In the records below, count every line that contains the word "bytes" and report only the total.
BEGIN TASK INPUTS
PR #60, opened 2024-11-29
Clean up transformations a bit

dstansby:
This cleans up the Transformations objects a bit so that there's now a single `Scale` and `Translation` class, and the `scale` or `translation` key in each of them can take either a path or a vector. I think this makes everything a bit clearer by not having lots of different classes, and makes checking for `ndim` a bit cleaner too.

This also finishes off the coordinateTransformations part of the spec, so fixes https://github.com/BioImageTools/ome-zarr-models-py/issues/32.

### DIFF
--- a/docs/tutorial.py
+++ b/docs/tutorial.py
@@ -6,7 +6,7 @@ from rich.pretty import pprint
 
 from ome_zarr_models.v04 import Image
 from ome_zarr_models.v04.coordinate_transformations import (
-    VectorTranslation,
+    Translation,
 )
 
 # ## Creating models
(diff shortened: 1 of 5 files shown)


d-v-b:
How would we deserialize a transform like `{"type": "scale", "path": "foo/bar"}` after these changes? I feel like without a class that models this JSON exactly (e.g., the `PathScale` classes being removed here) that becomes unwieldy?

d-v-b:
to be clear, I'm all in favor of simplifying things as much as we can, but unfortunately from a structural point of view (i.e., distinguishing types based on their structure) the spec defines two distinct scale transforms, and two distinct translation transforms, and to model that closely we end up needing separate classes for each flavor.

dstansby:
🤦 of course, this does not follow the spec - thanks for pointing that out! Sorry for the noise...

PR #458, opened 2026-07-08
perf(profile): per-op GPU/CPU profiler + Chrome-trace export

BoarQing:
## What

Per-operator profiling for the EP, gated on `HIPDNN_EP_PERF=1`:

- **Per-op timing** — one fenceless GPU marker per op, differenced against a per-inference epoch (low distortion), plus host-side CPU wrapper time. Printed as a `[PERF]` table (calls / gpu ms / cpu ms / gpu%, with per-shape breakdown).
- **`[outer] Compute` total** — the whole `Compute()` CPU time, recorded separately and excluded from `TOTAL`, so `outer − Σ(per-op)` is the bubble (host/launch overhead not attributed to any op).
- **Chrome-trace export** — set `HIPDNN_EP_TRACE_FILE=<path>` to also emit a `chrome://tracing` / Perfetto JSON (GPU track + CPU track + H2D/Compute/D2H phase tracks). One file per session on the shared time axis.

## Tooling

- `tools/perf-report/merge_chrome_traces.py` — stitch multiple session traces into one (argparse CLI, `--zero` for cross-clock inputs).

## Notes

- Single GPU-timing path (no classic event-pair mode / `HIPDNN_EP_PERF_ISOLATE`).
- Includes minor dead-code cleanup in the runtime.

## Verified

`test_matmul_2d` and a Qwen3.5-9B VLM run (NATIVE); trace call-counts and GPU/CPU ms sums cross-checked line-for-line against the printed `[PERF]` tables.


lib/Runtime/debug_log.h
```diff
@@ -57,29 +58,76 @@ inline bool hipdnn_ep_perf_isolate_enabled() {
...
+// chrome://tracing JSON in addition to the aggregated [PERF] table.
+inline const std::string &hipdnn_ep_trace_path() {
+  static const std::string path = [] {
+#ifdef _WIN32
+    char buf[1024];
+    unsigned long n =
+        GetEnvironmentVariableA("HIPDNN_EP_TRACE_FILE", buf, sizeof(buf));
+    return (n > 0 && n < sizeof(buf)) ? std::string(buf, n) : std::string();
+#else
+    const char *v = std::getenv("HIPDNN_EP_TRACE_FILE");
```
BoarQing: i think HIPDNN_EP_PERF_TIMELINE and HIPDNN_EP_TRACE_FILE can be merged into one right? it does not make sense one if only one of them is ON. and the macro can just check if the string == ""

lib/Runtime/op_profile.cpp
```diff
@@ -103,12 +176,84 @@ hipEvent_t op_profile_get_stop_event(OpProfileState *ps, int index) {
...
+
+double op_profile_roofline_gbps() {
+  static double gbps = [] {
+    std::string e = hipdnn_ep_get_env("HIPDNN_EP_ROOFLINE_GBPS");
+    if (!e.empty()) {
+      double v = atof(e.c_str());
+      if (v > 0)
+        return v;
+    }
+    return 256.0; // Strix Halo LPDDR5X default
```
BoarQing: ideally this should be read directly from device. but i do perfer u just use a hardcode number here. and add a TODO

lib/Runtime/op_profile.cpp
```diff
@@ -200,21 +411,43 @@ void op_profile_resolve_and_print(OpProfileState *ps) {
...
+                          char *pkBuf, size_t n) {
+    if (bytes > 0 && ms > 0) {
+      double gbps = (double)bytes / 1e9 / (ms / 1000.0);
+      snprintf(mbBuf, n, "%.1f", (double)bytes / 1e6);
+      snprintf(gbBuf, n, "%.0f", gbps);
+      snprintf(pkBuf, n, "%.0f%%", 100.0 * gbps / peakGbps);
+    } else {
+      snprintf(mbBuf, n, "%s", "-");
+      snprintf(gbBuf, n, "%s", "-");
+      snprintf(pkBuf, n, "%s", "-");
```
BoarQing: i dont get why u change the prints. i think everything we change are used for chrome_traces?

amd-mingw (approved):

PR #461, opened 2026-07-09
AMDMLSS gfx1151: GQA is the only kernel candidate, and it gives zero porting value for decode

BoarQing:
## 1. Candidates from MLSS (gfx1151)
- **GQA** (CK WMMA fp16) — the only real candidate; every target model uses it.
- **MHA** — dormant (our models export GroupQueryAttention, not MHA).
- MVN / Conv1x1 / Conv-dilated — vision ops, absent from transformer graphs.
- RMSNorm / SiLU / GEMMGEMM / ConvMxN / GEMM / QGEMM — not on gfx1151 (RDNA4-only or scaffold).

## 2. Where it beats onnx-hipdnn-ep
Only in the WMMA comfort zone: **prefill, head_dim ≤ 80** (~12–14 TFLOP/s), plus a marginal ~1.2–1.3× MHA decode microbench.

## 3. Why it's still zero porting value
Our models are **GQA decode, head_dim 128/256** — outside that zone:
- **Decode starves WMMA:** always a 16-row query tile, so q_seq=1 uses 1/16 (q_seq=1 ≈ q_seq=16 ≈ 100µs). ~17% of peak BW, 6× over the memory floor → **regresses** vs our decode path.
- **head_dim 128 misses the tuned tiles** (tuned only ≤80) → fallback at 4–8% of peak → prefill is a no-op too.

**Net: decode regresses, prefill no-op → zero value today.** Correctness isn't the blocker — GQA ABI is decoded and validates at ~6e-5 (see `docs/amdmlss_gfx1151_assessment.md`). Revisit only if AMD ships a decode-tuned or head_dim-128 blob for gfx1151.

### DIFF
--- a/docs/amdmlss_gfx1151_assessment.md
+++ b/docs/amdmlss_gfx1151_assessment.md
@@ -1,0 +1,107 @@
+# AMDMLSS gfx1151 (Strix Halo) kernel port assessment
+
+Status: **assessed, not merged.** This document records which AMDMLSS kernels are
+portable to `onnx-hipdnn-ep` on gfx1151, what was actually validated, and why none
+of them is worth enabling for the target workload (LLM **decode**) right now.
+
+## TL;DR
+
+- The complete set of gfx1151-eligible AMDMLSS kernels is small: **MHA, GQA, MVN,
+  Conv1x1, Conv-dilated**. Everything else (RMSNorm, SiLU, GEMMGEMM, ConvMxN,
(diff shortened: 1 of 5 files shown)


BoarQing:
Closing as assessed / not-merged: no gfx1151 AMDMLSS kernel is worth enabling for the LLM decode workload. Decode regresses (WMMA 16-row query tile wastes 15/16 at q_seq=1); prefill only helps head_dim<=80 while all target models are head_dim 128/256 (untuned fallback, 4-8% of peak). Kept the decoded GQA ABI + assessment doc for future revival.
END TASK INPUTS
**OUTPUT BELOW**
3